BEGIN Source data

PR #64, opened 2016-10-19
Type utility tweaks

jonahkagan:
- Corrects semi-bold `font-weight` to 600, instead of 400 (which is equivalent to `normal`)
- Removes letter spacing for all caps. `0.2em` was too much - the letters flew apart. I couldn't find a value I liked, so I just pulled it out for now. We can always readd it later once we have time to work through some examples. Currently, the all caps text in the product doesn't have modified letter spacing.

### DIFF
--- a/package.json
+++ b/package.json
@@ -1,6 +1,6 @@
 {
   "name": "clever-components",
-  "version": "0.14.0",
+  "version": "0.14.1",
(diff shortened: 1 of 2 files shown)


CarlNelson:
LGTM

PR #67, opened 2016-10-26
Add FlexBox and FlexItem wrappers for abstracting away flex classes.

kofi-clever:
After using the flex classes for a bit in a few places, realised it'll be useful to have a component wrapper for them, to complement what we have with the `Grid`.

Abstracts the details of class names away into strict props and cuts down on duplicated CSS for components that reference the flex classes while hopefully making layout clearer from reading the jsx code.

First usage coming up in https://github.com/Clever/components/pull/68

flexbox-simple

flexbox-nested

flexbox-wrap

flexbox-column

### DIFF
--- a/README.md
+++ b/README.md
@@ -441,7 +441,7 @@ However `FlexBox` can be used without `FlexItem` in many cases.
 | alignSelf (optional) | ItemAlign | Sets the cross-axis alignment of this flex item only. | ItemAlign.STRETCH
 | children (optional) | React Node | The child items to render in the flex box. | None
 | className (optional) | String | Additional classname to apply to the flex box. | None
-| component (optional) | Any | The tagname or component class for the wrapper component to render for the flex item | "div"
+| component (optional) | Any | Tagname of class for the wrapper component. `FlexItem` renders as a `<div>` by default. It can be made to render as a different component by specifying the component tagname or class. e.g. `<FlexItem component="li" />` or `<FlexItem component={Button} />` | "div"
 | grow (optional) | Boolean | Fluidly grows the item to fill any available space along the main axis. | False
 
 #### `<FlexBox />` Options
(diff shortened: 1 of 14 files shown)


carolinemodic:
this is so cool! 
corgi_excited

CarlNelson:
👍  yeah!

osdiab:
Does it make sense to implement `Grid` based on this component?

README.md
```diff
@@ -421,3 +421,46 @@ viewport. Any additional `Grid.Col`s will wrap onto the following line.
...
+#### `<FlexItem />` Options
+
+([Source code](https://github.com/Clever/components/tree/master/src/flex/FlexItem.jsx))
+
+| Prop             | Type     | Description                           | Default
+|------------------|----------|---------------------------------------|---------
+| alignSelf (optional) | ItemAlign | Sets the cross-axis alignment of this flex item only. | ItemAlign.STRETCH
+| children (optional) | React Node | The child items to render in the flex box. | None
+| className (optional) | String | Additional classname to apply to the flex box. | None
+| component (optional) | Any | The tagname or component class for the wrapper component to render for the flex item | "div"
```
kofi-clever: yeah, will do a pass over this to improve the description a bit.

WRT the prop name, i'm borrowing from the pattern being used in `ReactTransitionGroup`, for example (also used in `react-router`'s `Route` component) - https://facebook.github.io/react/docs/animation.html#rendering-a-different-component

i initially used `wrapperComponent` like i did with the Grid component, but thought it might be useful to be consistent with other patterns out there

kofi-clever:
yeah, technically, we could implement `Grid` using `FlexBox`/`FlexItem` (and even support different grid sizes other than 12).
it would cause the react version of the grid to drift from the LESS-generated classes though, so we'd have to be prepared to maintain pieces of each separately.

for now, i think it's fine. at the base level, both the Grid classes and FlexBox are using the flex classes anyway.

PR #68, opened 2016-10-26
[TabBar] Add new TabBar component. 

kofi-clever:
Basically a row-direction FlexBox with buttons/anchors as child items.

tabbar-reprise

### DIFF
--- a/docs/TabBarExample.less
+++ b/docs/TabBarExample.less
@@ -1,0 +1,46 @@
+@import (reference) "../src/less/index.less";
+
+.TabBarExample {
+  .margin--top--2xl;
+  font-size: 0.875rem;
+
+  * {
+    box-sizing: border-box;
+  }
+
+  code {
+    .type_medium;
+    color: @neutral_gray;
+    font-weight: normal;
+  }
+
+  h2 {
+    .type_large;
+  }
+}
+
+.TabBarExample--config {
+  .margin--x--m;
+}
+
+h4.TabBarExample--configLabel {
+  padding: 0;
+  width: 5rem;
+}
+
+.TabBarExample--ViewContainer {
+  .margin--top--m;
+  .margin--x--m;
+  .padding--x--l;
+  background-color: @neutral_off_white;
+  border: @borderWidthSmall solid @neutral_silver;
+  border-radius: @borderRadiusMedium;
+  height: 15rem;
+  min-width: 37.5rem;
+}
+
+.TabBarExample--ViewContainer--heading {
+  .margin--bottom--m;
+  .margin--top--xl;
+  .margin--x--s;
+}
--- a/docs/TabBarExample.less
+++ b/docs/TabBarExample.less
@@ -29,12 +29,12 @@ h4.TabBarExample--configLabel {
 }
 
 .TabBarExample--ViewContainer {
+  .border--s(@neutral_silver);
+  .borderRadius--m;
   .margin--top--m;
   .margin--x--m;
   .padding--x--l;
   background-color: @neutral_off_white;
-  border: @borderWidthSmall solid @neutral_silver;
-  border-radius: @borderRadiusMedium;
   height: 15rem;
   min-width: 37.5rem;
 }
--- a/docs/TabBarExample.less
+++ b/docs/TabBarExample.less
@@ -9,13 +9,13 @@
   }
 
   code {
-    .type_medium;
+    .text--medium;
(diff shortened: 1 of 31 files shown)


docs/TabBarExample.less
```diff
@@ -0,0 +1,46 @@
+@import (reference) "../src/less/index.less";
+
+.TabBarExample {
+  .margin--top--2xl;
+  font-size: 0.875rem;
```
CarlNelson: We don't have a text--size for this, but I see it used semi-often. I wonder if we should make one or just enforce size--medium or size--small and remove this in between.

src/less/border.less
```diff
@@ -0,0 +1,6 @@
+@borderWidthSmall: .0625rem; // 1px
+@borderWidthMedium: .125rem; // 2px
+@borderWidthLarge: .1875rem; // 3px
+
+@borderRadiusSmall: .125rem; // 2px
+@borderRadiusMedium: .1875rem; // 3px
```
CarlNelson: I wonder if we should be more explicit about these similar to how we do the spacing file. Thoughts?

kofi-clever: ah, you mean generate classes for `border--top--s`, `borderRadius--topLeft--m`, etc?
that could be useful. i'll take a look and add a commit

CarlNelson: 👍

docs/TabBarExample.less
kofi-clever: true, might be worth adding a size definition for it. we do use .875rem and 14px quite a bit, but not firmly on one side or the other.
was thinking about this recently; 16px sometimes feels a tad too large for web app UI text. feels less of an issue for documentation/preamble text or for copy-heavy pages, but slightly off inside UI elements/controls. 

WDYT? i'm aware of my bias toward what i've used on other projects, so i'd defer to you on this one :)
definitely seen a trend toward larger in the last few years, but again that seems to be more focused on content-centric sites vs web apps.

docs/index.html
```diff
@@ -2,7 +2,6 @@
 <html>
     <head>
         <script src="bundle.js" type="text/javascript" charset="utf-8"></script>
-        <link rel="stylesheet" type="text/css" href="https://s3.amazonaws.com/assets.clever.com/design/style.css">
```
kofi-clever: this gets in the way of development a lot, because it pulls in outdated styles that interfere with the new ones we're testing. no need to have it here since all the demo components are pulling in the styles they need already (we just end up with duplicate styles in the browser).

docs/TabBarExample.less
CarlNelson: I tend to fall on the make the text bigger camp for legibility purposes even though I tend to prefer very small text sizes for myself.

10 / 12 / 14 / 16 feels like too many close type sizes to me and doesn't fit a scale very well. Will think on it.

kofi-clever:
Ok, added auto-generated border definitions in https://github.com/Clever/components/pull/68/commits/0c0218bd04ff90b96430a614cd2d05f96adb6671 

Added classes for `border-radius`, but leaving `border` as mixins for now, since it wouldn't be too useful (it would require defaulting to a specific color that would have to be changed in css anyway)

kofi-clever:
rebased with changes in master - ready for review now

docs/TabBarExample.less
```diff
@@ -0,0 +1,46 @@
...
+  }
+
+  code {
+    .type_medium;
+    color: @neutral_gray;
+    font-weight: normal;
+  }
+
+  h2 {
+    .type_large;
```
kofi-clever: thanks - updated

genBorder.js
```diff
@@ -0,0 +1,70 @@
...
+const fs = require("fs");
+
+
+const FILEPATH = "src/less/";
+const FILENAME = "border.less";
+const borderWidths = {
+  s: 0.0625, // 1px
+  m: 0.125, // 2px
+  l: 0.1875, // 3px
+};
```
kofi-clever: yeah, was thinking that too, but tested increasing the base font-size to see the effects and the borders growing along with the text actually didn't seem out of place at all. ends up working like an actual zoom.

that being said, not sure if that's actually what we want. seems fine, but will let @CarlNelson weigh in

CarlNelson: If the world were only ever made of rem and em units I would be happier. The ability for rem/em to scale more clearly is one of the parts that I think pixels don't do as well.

END Source data

Task: When a line among the entries contains "toward", pull that line out.

Response area:
WDYT? i'm aware of my bias toward what i've used on other projects, so i'd defer to you on this one :)
definitely seen a trend toward larger in the last few years, but again that seems to be more focused on content-centric sites vs web apps.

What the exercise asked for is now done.